Background: Perinatal growth has important implications for cardiac development. Low birth weight is associated with cardiovascular (CV) events and mortality, and animal studies have shown that fetal growth restriction is associated with cardiac remodeling in the perinatal period leading to a permanent loss of cardiomyocyte endowment and compensatory hypertrophy. Aims: To determine associations of birthweight (BW) and multiple proportionality indexes (body mass index (BMI); weight/length 2 and Ponderal index (PI); weight/length 3 ) at birth on one hand, with left ventricular (LV) structure and function during adolescence. Subjects: 379 healthy adolescents aged 14–18 years in Augusta, Georgia.
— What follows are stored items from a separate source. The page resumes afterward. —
Issue #767, opened 2022-02-16
[graalvm] Support 22.0.0.2 for Windows


ericdallo:
For some reason, clojure-lsp compiled with latest graalvm that we are already using on Linux/Macos/aarch64, doesn't work for Windows.
We should debug and understand why since other projects (babashka for example) work normally with that version.

One thing we should probably do that should help is to make integration tests work with Windows, which is commented/not running ATM.

[GraalVM Build instructions](https://clojure-lsp.io/building/#graalvm)
Places we need to change after the fix: [release](https://github.com/clojure-lsp/clojure-lsp/blob/master/.github/workflows/release.yml#L358), [nightly build](https://github.com/clojure-lsp/clojure-lsp/blob/master/.github/workflows/nightly.yml#L284)

PR #1133, opened 2022-07-21
Choose PowerShell exec program on Windows based on availability

### LINKED ISSUE #1132: Classpath lookup failure error with Calva on MS-Windows
**Describe the bug**
Calva throws an error message when loading Clojure-lsp up on MS-Windows:

```
Classpath lookup failed when running `push -NoProfile -Command ...`
```

**To Reproduce**
On a stock Windows environment that comes with standard PowerShell 5.1 version and does not have any newer PowerShell version installed.

1. Open Calva in Visual Studio Code.
2. Open a workspace with an empty deps.edn file (or any other type of Clojure project file).
3. The above error will popup in Visual Studio Code.

**Expected behavior**
There should be no error message popping up.

 - OS: Windows 10
 - Editor VSCode (Calva)
 - Version: latest calva update

**Additional context**
There has been a recent change with #976 that appears to have forced all external program invocations on MS-Windows to go via the `pwsh` command which is only available with the latest version of PowerShell, but does not come with any MS-Windows version preinstalled.

The error is thrown when trying to scan the class path.

This is likely to occur with any editor, but I do not know how to run clojure-lsp standalone.

PR to follow.

ikappaki:
Hi,

can you please consider patch to fix an issue on MS-Windows that always tries to invoke `pwsh.exe` to scan the classpath, even if it is not installed. It fixes #1132.

`clojure-lsp` invokes one of `Clojure`, `lein`, `boot` or `bb` executables on *nix to retrieve a project's class path.  Invoking these programs on MS-Windows by this name is not always successful, if their extension is not `.exe` or `.bat`. In that case they have either to be invoked with their name+extension (e.g. `npx.cmd`) or if they are PowerShell `.ps1` scripts (as with Clojure cli tools or some installation of `lein`) they have to be invoked with a PowerShell executable (either `powershell.exe` that is preinstalled on Windows or `pws.exe` if newer versions of PowerShell is installed by the user).

Currently `clojure-lsp` tries to invoke all project executables using `pwsh` which is not preinstalled with MS-Windows, and thus fails.

This patch either adds the extension to the project executable so that can be invoked, or, in the case of a powershell script, tries to locate the PowerShell executable installed on the system and uses that to invoke it.

For demo purposes, I've created tests that confirm the good usage across all different type of projects and architectures, though I understand that this is quite a lot. The tests will be skipped if the project executable is not installed (e.g. `boot`), but will always run on GitHub. I've named the action  `cross platform tests`, although it runs only these new tests under `classpath`. Currently the clojure-lsp test suite does not pass under MS-Windows, and I plan at some point to make everything work on Win, and perhaps add them in this action. Feel free to ask it to be removed.

Thanks

### DIFF
--- a/.github/workflows/release.yml
+++ b/.github/workflows/release.yml
@@ -77,40 +77,6 @@ jobs:
           path: clojure-lsp
           name: clojure-lsp
 
-  build-cli-jar-win:
-    if: startsWith(github.ref, 'refs/tags/2')
-    name: Build JVM cli win
-    runs-on: windows-2022
-    steps:
-      - uses: actions/checkout@v2.2.0
-        with:
-          fetch-depth: 0
-      - name: Prepare java
-        uses: actions/setup-java@v1
-        with:
-          java-version: 11
-
-      - name: Install Clojure
-        uses: DeLaGuardo/setup-clojure@master
-        with:
-          cli: '1.10.3.1013'
-
-      - name: Get latest tag
-        id: latest-tag
-        uses: WyriHaximus/github-action-get-previous-tag@v1
-
-      - name: Generate jar for native
-        run: |
-          cd cli
-          clojure -T:build prod-jar-for-native
-          mv target/clojure-lsp-standalone.jar ../clojure-lsp-standalone-win.jar
-
-      - name: Upload jar
-        uses: actions/upload-artifact@v2
-        with:
-          path: clojure-lsp-standalone-win.jar
-          name: clojure-lsp-standalone-win.jar
-
   linux-amd64:
     name: Build native linux amd64 binary
     needs: [build-lib-jar, build-cli-jar]
@@ -356,13 +322,13 @@ jobs:
 
   windows:
     name: Build native Windows binary
-    needs: [build-lib-jar, build-cli-jar-win]
+    needs: [build-lib-jar, build-cli-jar]
     runs-on: windows-2022
     steps:
       - uses: actions/checkout@v2
       - uses: actions/download-artifact@v2
         with:
-          name: clojure-lsp-standalone-win.jar
+          name: clojure-lsp-standalone.jar
 
       - name: configure Pagefile
         uses: al-cheb/configure-pagefile-action@v1.2
@@ -403,7 +369,7 @@ jobs:
 
       - name: Build Windows native image
         env:
-          CLOJURE_LSP_JAR: ..\clojure-lsp-standalone-win.jar
+          CLOJURE_LSP_JAR: ..\clojure-lsp-standalone.jar
           CLOJURE_LSP_XMX: "-J-Xmx7g"
         run: |
           cd cli
--- a/.github/workflows/release.yml
+++ b/.github/workflows/release.yml
@@ -77,6 +77,40 @@ jobs:
           path: clojure-lsp
           name: clojure-lsp
 
+  build-cli-jar-win:
+    if: startsWith(github.ref, 'refs/tags/2')
+    name: Build JVM cli win
+    runs-on: windows-2022
+    steps:
+      - uses: actions/checkout@v2.2.0
+        with:
+          fetch-depth: 0
+      - name: Prepare java
+        uses: actions/setup-java@v1
+        with:
+          java-version: 11
+
+      - name: Install Clojure
+        uses: DeLaGuardo/setup-clojure@master
+        with:
+          cli: '1.10.3.1013'
+
+      - name: Get latest tag
+        id: latest-tag
+        uses: WyriHaximus/github-action-get-previous-tag@v1
+
+      - name: Generate jar for native
+        run: |
+          cd cli
+          clojure -T:build prod-jar-for-native
+          mv target/clojure-lsp-standalone.jar ../clojure-lsp-standalone-win.jar
+
+      - name: Upload jar
+        uses: actions/upload-artifact@v2
+        with:
+          path: clojure-lsp-standalone-win.jar
+          name: clojure-lsp-standalone-win.jar
+
   linux-amd64:
     name: Build native linux amd64 binary
     needs: [build-lib-jar, build-cli-jar]
@@ -87,13 +121,13 @@ jobs:
         with:
           name: clojure-lsp-standalone.jar
 
-      - name: Install Clojure
+      - name: Install clojure build tools
         uses: DeLaGuardo/setup-clojure@master
         with:
           cli: '1.10.3.1013'
-
-      - name: Install Babashka
-        run: curl -s https://raw.githubusercontent.com/borkdude/babashka/master/install | sudo bash
+          lein: '2.9.1'
+          boot: '2.8.3'
+          bb: '0.9.161'
 
       - name: Install GraalVM
         uses: DeLaGuardo/setup-graalvm@master
@@ -145,13 +179,13 @@ jobs:
         with:
           name: clojure-lsp-standalone.jar
 
-      - name: Install Clojure
+      - name: Install clojure build tools
         uses: DeLaGuardo/setup-clojure@master
         with:
           cli: '1.10.3.1013'
-
-      - name: Install Babashka
-        run: curl -s https://raw.githubusercontent.com/borkdude/babashka/master/install | sudo bash
+          lein: '2.9.1'
+          boot: '2.8.3'
+          bb: '0.9.161'
 
       - uses: graalvm/setup-graalvm@v1
         with:
@@ -277,13 +311,13 @@ jobs:
         with:
           name: clojure-lsp-standalone.jar
 
-      - name: Install Clojure
+      - name: Install clojure build tools
         uses: DeLaGuardo/setup-clojure@master
         with:
           cli: '1.10.3.1013'
-
-      - name: Install Babashka
-        run: curl -s https://raw.githubusercontent.com/borkdude/babashka/master/install | sudo bash
+          lein: '2.9.1'
+          boot: '2.8.3'
+          bb: '0.9.161'
 
       - name: Install GraalVM
         uses: DeLaGuardo/setup-graalvm@master
@@ -322,13 +356,13 @@ jobs:
 
   windows:
     name: Build native Windows binary
-    needs: [build-lib-jar, build-cli-jar]
+    needs: [build-lib-jar, build-cli-jar-win]
     runs-on: windows-2022
     steps:
       - uses: actions/checkout@v2
       - uses: actions/download-artifact@v2
         with:
-          name: clojure-lsp-standalone.jar
+          name: clojure-lsp-standalone-win.jar
 
       - name: configure Pagefile
         uses: al-cheb/configure-pagefile-action@v1.2
@@ -341,14 +375,13 @@ jobs:
         with:
           java-version: 11
 
-      - name: Install Clojure
-        run: |
-          iwr -useb download.clojure.org/install/win-install-1.10.3.1013.ps1 | iex
-
-      - name: Install Babashka
-        uses: turtlequeue/setup-babashka@v1.3.0
+      - name: Install clojure build tools
+        uses: DeLaGuardo/setup-clojure@master
         with:
-          babashka-version: 0.7.8
+          cli: '1.10.3.1013'
+          lein: '2.9.1'
+          boot: '2.8.3'
+          bb: '0.9.161'
 
       - name: Install MSVC
         uses: ilammy/msvc-dev-cmd@v1
@@ -370,7 +403,7 @@ jobs:
 
       - name: Build Windows native image
         env:
-          CLOJURE_LSP_JAR: ..\clojure-lsp-standalone.jar
+          CLOJURE_LSP_JAR: ..\clojure-lsp-standalone-win.jar
           CLOJURE_LSP_XMX: "-J-Xmx7g"
         run: |
           cd cli
@@ -383,10 +416,10 @@ jobs:
         with:
           file: clojure-lsp.exe
 
-      # Windows return the json in the same line but for some reason clients seems to accept that.
-      # - name: Run integration tests
-      #   run: |
-      #     bb integration-test/run-all.clj .\clojure-lsp.exe
+      - name: Run integration tests
+        run: |
+          cd cli
+          bb integration-test ../clojure-lsp.exe
 
       - name: Zip binary
         run: |
--- a/cli/build.clj
+++ b/cli/build.clj
@@ -1,8 +1,11 @@
 (ns build
   (:require
+   [babashka.fs :as fs]
+   [babashka.process :as p]
    [clojure.java.io :as io]
    [clojure.string :as string]
-   [clojure.tools.build.api :as b]))
+   [clojure.tools.build.api :as b]
+   [clojure.xml :as xml]))
 
 (def lib 'com.github.clojure-lsp/clojure-lsp)
 (def clojars-lib 'com.github.clojure-lsp/clojure-lsp-standalone)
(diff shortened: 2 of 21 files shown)


lib/test/clojure_lsp/classpath_test.clj
```diff
@@ -46,3 +48,116 @@
              {:project-path "bb.edn"
               :classpath-cmd ["bb" "print-deps" "--format" "classpath"]}]
             (classpath/default-project-specs #{:something :otherthing}))))))
+
+(defmacro never-skip-exec-tests
```
ericdallo, line 52: I don't understand why we need all those macros and a new test suite, can't we just have integration tests for that? we already run integration tests on all platforms

ericdallo (approved):
The source change looks good, but I think we can change those complex tests to behave like integration ones

ericdallo:
Could you add a entry to changelog as well?

ericdallo:
FYI @bpringe

lib/test/clojure_lsp/classpath_test.clj
ikappaki: Sure, could you please point me to the relevant yaml file where integration test occur across all architectures so I can have a look and fit this in?

My logic for a separate file and the use of macros was this:
1. I considered these tests to be testing a single function in `lib`, thus I categorised them as unit tests.
2. I couldn't find anything relevant in `ci.yml` that would accommodate all existing unit tests + this one to run across all architectures; if I run the unit tests on MS-Windows (e.g. `cd lib && Clojure -M:test`), some tests fail (I plan to have a look at some point and fix them). Thus I decided to package this on a separate file so I can demonstrate the logic in a clear manner and receive feedback.
3. The tests are subject to the project executables to be installed on the local machine where the tests are run and being discoverable, they will otherwise fail.
3.1. I wanted users that run the test suite locally, not to fail these tests if the project exec (e.g. boot) was not locally installed, but skip it with a message. Thus, the user does not have to worry about an irrelevant test failing.
3.2. Likewise, I wanted the tests to properly fail in all circumstances when run in the CI environment and this can be done with the use of an env variable that is only set in the GH action.
3.3. And thus the use of macros to skip tests (there doesn't appear to be such a facility available just with `deftest) and test for an environment variable being set.

Thanks

ikappaki:
> The source change looks good, but I think we can change those complex tests to behave like integration ones

Sure, as per my review comment https://github.com/clojure-lsp/clojure-lsp/pull/1133#discussion_r927669034, I considered these to be unit test, but I suppose we can accommodate them as integration tests with the entry point being a higher level function.

Would it be possible to provide some guidance how the existing test in this PR calling `classpath/scan-classpath!` can be eventually called using a higher level integration fn? I've noticed integration tests are invoked by `release.yml` and live under `cli/integration` but not sure how to write a test to eventually invoke `classpath/scan-classpath!` from within the `cli` module. It is my first time looking into clojure-lsp source code and have only looked thus far in the code :)

btw, are integration tests current for all architectures? the windows one appears to be disabled:
```yaml
     # Windows return the json in the same line but for some reason clients seems to accept that.
      # - name: Run integration tests
      #   run: |
      #     bb integration-test/run-all.clj .\clojure-lsp.exe
```

thanks

lib/test/clojure_lsp/classpath_test.clj
ericdallo: This is where we run the [integration-tests](https://github.com/clojure-lsp/clojure-lsp/blob/master/.github/workflows/ci.yml#L75), but I just noticed we don't run windows ones on every PR, maybe we should 🤔 I think it makes sense.

ericdallo: I think we can keep it as unit tests too, but mock the existence of the commands on their machines so, otherwise those should be considered integration.
If so, we could remove the env var logic I think

ericdallo:
The integration tests are pretty high level, they don't call clojure but call the generated clojure-lsp binary manually from shell and test sending and receiving messages, like a real LSP client.
For this issue, we would need to create a new integration-test [here](https://github.com/clojure-lsp/clojure-lsp/tree/master/cli/integration-test/integration) and link it on [entrypoint](https://github.com/clojure-lsp/clojure-lsp/blob/master/cli/integration-test/entrypoint.clj#L7-L31).

But on a second though, I liked the idea to keep it as unit tests but mock external programs responses if we find a way, since what we want to test here is if we are calling the commands following a specific standard for each OS. Even so, we don't have any guarantee for cases like, Windows that don't have pwsh and cases like that

> btw, are integration tests current for all architectures? the windows one appears to be disabled:

Yep, this is something we need to fix, since you are a Windows user, your help would be very welcome :) 
BTW, there is that and this [issue](https://github.com/clojure-lsp/clojure-lsp/issues/767) I can't find the root cause in case you wanna take a look :)

ikappaki:
> The integration tests are pretty high level, they don't call clojure but call the generated clojure-lsp binary manually from shell and test sending and receiving messages, like a real LSP client. For this issue, we would need to create a new integration-test [here](https://github.com/clojure-lsp/clojure-lsp/tree/master/cli/integration-test/integration) and link it on [entrypoint](https://github.com/clojure-lsp/clojure-lsp/blob/master/cli/integration-test/entrypoint.clj#L7-L31).
> 
> But on a second though, I liked the idea to keep it as unit tests but mock external programs responses if we find a way, since what we want to test here is if we are calling the commands following a specific standard for each OS. Even so, we don't have any guarantee for cases like, Windows that don't have pwsh and cases like that

I need to think how to best mock that to get all invocation combinations possible. I'll probably need to refactor the class path code a little more.

In addition to that, I also like the idea of an integration tools with the actual tooling installed. If I were to write an integration test, and given an empty project file (say an empty temp-dir/deps.edn file), would it be possible to send a simple message to the lsp binary to return the project's class path? I assume this would eventually invoke by necessity the Clojure cli tool. I couldn't find an example in the integration tests to ask for project specific information, they all seem to centred around `.clj` files.

> > btw, are integration tests current for all architectures? the windows one appears to be disabled:
> 
> Yep, this is something we need to fix, since you are a Windows user, your help would be very welcome :) BTW, there is that and this [issue](https://github.com/clojure-lsp/clojure-lsp/issues/767) I can't find the root cause in case you wanna take a look :)

I can have a look at this, and most importantly I plan fixing the unit test suite to run on windows. It will have to wait until next month though :)

Thanks

ericdallo:
> In addition to that, I also like the idea of an integration tools with the actual tooling installed. If I were to write an integration test, and given an empty project file (say an empty temp-dir/deps.edn file), would it be possible to send a simple message to the lsp binary to return the project's class path? I assume this would eventually invoke by necessity the Clojure cli tool. I couldn't find an example in the integration tests to ask for project specific information, they all seem to centred around .clj files.

The current integration tests uses a `sample-test` folder which is a sample project, when LSP initializes, it scans the classpath, you can test if it scanned correctly calling the `serverInfo/raw` command which should return lots of information including the `:classpath`

ikappaki:
Hi @ericdallo,

I have finally found the time to refactor the code so that the tests can be mocked, sorry for the delay.

There are two new functions `locate-executable` and `shell` that are mapping to `fs.babashka/which` and `clojure.java.shell\sh` respectively, whose purpose is to be mocked during testing with static response so that the expected outcome is fixed in the tests.

The project executable (lein, clojure, bb etc) are now expanded to their absolute paths by clojure-lsp. This provides us with the option to try and locate the right command to invoke them based on run time availability.

on MS-Windows,
1. `lein` can be installed as an executable or a PowerShell module.
2. `clojure` can be installed as a PowerShell module only, that can only be invoked from PowerShell.
3. There are two PowerShell executables (`powershell.exe` and `pwsh.exe`), and each may have their own modules installed.

With this patch, native executable or native scripts are preferred over PowerShell and `powershell.exe` is preferred over `pwsh.exe` when project executable is installed on both.

I've tried to capture all the above cases in testing.

I've now tested this to work with `Calva`.

> The current integration tests uses a `sample-test` folder which is a sample project, when LSP initializes, it scans the classpath, you can test if it scanned correctly calling the `serverInfo/raw` command which should return lots of information including the `:classpath`

Could you please provide me with an example how to do this? I thought this would have been as simple as the following, but comes back as an unsupported command:

``` clojure
(lsp/start-process!)
(lsp/request! [:serverInfo/raw {}])
```

(Also, the linter seems to be failing on unrelated changes.  I might fix it on a follow up commit).

ericdallo:
Thanks for the update @ikappaki, it makes sense to me your explanation, I didn't review the new code yet though, but should do soon!

> Could you please provide me with an example how to do this? 

It should be pretty similar to [cursor-info-test](https://github.com/clojure-lsp/clojure-lsp/blob/master/cli/integration-test/integration/cursor_info_test.clj#L19), but it should be something like:
```clojure
["clojure/serverInfo/raw" {}}]
```

ikappaki:
Hi @ericdallo,

I have just provided a classpath integration test over all supported build tools (bb, boot, clojure cli, lein and shadow).

I did this by adding a minimalist sample test file with a simple dependency for each of the build tools, and check whether it is included in the `clojure/serverInfo/raw` output.

Unfortunately on windows, there are several issues run the existing integration tests that I plan to resolve next. Though I thought it is important to keep at least this test for windows, as a proof that the fix works.

For the jvm integration test to work on windows, I used the `launch4j` to build the clojuer-lsp executable, since `deps-bin` only appears to support *nix.  I think running at least a single instance of the integration tests for windows is very important, so I've added a new entry just for Java 8 on MS-Windows in `ci.yml`.

Running the integration tests on the native image revealed an unrelated issue with building the standalone jar on Linux while compiling the native image on windows: some variables (such as path separators which are different on Linux vs MS-Windows) were coming back with their Linux values instead of the MS-Windows ones (e.g. the `babashka.fs/path-separator` was coming back as `:` instead of `;`), so I've decided to build the standalone jar also on Windows. As such `release.yml` has an additional entry to build native cli on windows.

I had two occasions where the server timed out while running the integration tests. It once happened for the `boot` project on Linux and most recently for the `shadow-cljs` project on MS-Windows. I thus increased the server timeout from 30secs to 60secs and now 90secs. I am not sure if this is a genuine issue with the server or just it takes more time for the project build tools to bootstrap. I will keep an eye at it.

Other than that there a few integration tests that have been failing on MS-Windows. I fixed a couple but the rest are increasingly difficult to figure out at my level with my little knowledge of the codebase. I think I will take a step back and try to fix the unit tests first and then move onto the integration tests. I will open an issue for this.

Thanks

(Not sure what is the issue with the `Dev release (macos-aarch64)` failing. It seems to be running on `Cirrus` but not sure how to grab of the log file to investigate)

ikappaki:
(Opened #1211 to address the dev/test support issues on MS-Windows.)

.github/workflows/release.yml
```diff
@@ -322,13 +356,13 @@ jobs:
 
   windows:
     name: Build native Windows binary
-    needs: [build-lib-jar, build-cli-jar]
+    needs: [build-lib-jar, build-cli-jar-win]
```
ericdallo, line 359: Do we really need to build a jar with windows just to use for windows graal build? a jar compiled on any env should be compatible with any JVM in any OS right?

cli/build.clj
```diff
@@ -49,13 +52,74 @@
              :main 'clojure-lsp.main
              :basis basis})))
 
-(defn ^:private bin [opts]
+(defn ^:private l4j-xml
```
ericdallo, line 55: Not sure it's a good idea to add all this complexity about launch4j, can't we make deps-bin work for windows as well? I'm the maintainer of that lib so issue and PRs are very welcome, WDYT?

ericdallo (approved):
@ikappaki Looks good thanks for the effort on that, it should help a lot solve and avoid issues on windows :)
My biggest concern is the extra complexity of launch4j and the need to build a jar but on windows OS, LMK what you think

.github/workflows/release.yml
ikappaki: The final executable is behaving erratically when I create the uber jar on Linux and compile natively on windows. 

I've  traced it down to the following `babashka.fs/path-separator` constant, which ends up with the Linux value (`:`), instead of the windows one (`;`):

https://github.com/babashka/fs/blob/60aea913a99a39b430a3666b7f5d116463c640c4/src/babashka/fs.cljc#L239

``` clojure
(def ^:const path-separator File/pathSeparator)
```

I suppose this expected because the constant is set at when compiling to java and thus takes the value of the compiling platform rather than the runtime one?

https://github.com/clojure/clojure/blob/master/changes.md

```
^:const lets you name primitive values with speedier reference.

    (def constants
     {:pi 3.14
      :e 2.71})

    (def ^:const pi (:pi constants))
    (def ^:const e (:e constants))

The overhead of looking up :e and :pi in the map happens at compile time, as (:pi constants) and (:e constants) are evaluated when their parent def forms are evaluated.
```

This has the bad effect that when `babashka.fs` is trying to split the `PATH` env variable on windows, it uses the wrong path separator and as such can't locate executable programs in the path.

I thought there could be more cases like this in external libraries, and in the interest of time and effort, to proceed with the sledgehammer approach of compiling to jar on the same platform as native compilation.

Let me know if you want me to investigate further and reproduce a general test case outside of the above observation. 

(cc'ing @borkdude for awareness)

cli/build.clj
ikappaki: This will need some more time and effort to investigate whether it is possible `deps-bin` to support windows.

From a cursory look that I had, `deps-bin` appears to create a shell script that invokes the embedded jar code. Not sure how to translate this into a windows batch file.

The `lanuch4j` concept is not so complex btw, it just creates an xml file with the actual input, output and jre locations and invokes `launch4jc.exe` on it. 

Let me know how you want to proceed, trying to replicate what `deps-bin` on Windows looks like a task on its own which perhaps we can look separately?

borkdude:
Would it help if babashka fs removed `:const`?

cli/build.clj
borkdude: Would it help if babashka fs removed :const?

.github/workflows/release.yml
borkdude: Would it help if babashka fs removed :const?

borkdude: I'll fix it now.

borkdude: Try `0.1.11`

ikappaki: Thanks @borkdude 

I've updated `babashka.fs` to v0.1.11 and have tested it to work, the windows integration test now passes.

Just for the record, the "cross compilation" is still susceptible to this type of errors since we don't control what goes in the external libraries. I suppose the expectation here is that such errors will be either caught up by users or during testing (currently there is very limited set for windows with this PR though there is a plan with #1211 to align the windows test coverage with Linux).

cli/build.clj
ericdallo: We can proceed but i'd like to have this supported on deps-bin, LMK if you wanna help with that

ikappaki: > We can proceed but i'd like to have this supported on deps-bin, LMK if you wanna help with that

Sure, I will try to have a look as part of #1211 and see how far we can go with it on windows, thanks!

ikappaki:
> @ikappaki Looks good thanks for the effort on that, it should help a lot solve and avoid issues on windows :) My biggest concern is the extra complexity of launch4j and the need to build a jar but on windows OS, LMK what you think
> 
> As an alternative I'm ok removing that and leaving to be solved on #1211

Hi @ericdallo,

as per review comments:
1. The GH job to build the jar on MS-Windows has been removed. The error was fixed in `babashka.fs`.
2. A commitment has been made to investigate as part of #1211 whether `deps-bin` can be updated to accommodate building an executable, and thus replacing `launch4j`.

I have also added a changelog entry, so unless there are any further concerns, we are good to go with the merge.

For completion, I've noticed two glitches with the continuous integration that we should be aware off (hopefully they were one off):
1. The classpath integration test jobs timed out when executing the build tools. Hopefully this was fixed by increasing the test client timeout interval to 90secs.
2. The chocolately windows package manager failed to download `launch4j` because it couldn't connect to sourceforge.com. Hopefully this was a GH issue with their infrastructure and won't happen again.

Thanks

ericdallo (approved):
Amazing work @ikappaki thank you very much for your help!

ericdallo:
I'll keep an eye on windows builds on nexts PRs release and let you know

Outcome measures: LV structure and function parameters, including intraventricular septal thickness in diastole (IVSd), LV internal dimension in diastole (LVIDd), LV internal diameter in systole (LVIDs), LV posterior wall thickness in diastole (LVPWd), relative wall thickness (RWT), midwall fractional shortening (MFS), and ejection fraction, were assessed by echocardiography. Results: When associations of birthweight, birth BMI, and birth PI with LV structure and function parameters were separately evaluated with linear regression adjusting for age, sex, race, Tanner stage, socioeconomic status, and physical activity, significant positive associations of BW with LVIDd (P = 0.004), birth BMI with LV mass index (P = 0.01), and birth PI with IVSd (P = 0.02), LVPWd (P = 0.03), and LV mass index (P = 0.002) were identified. When LV structure and function parameters were compared across PI tertiles, a significant U-shaped trend for LV mass index (P quadratic = 0.04) was identified. Conclusions: Our adolescent data suggest that proportionality at birth may identify associations between perinatal growth and cardiac remodeling independent of birthweight alone.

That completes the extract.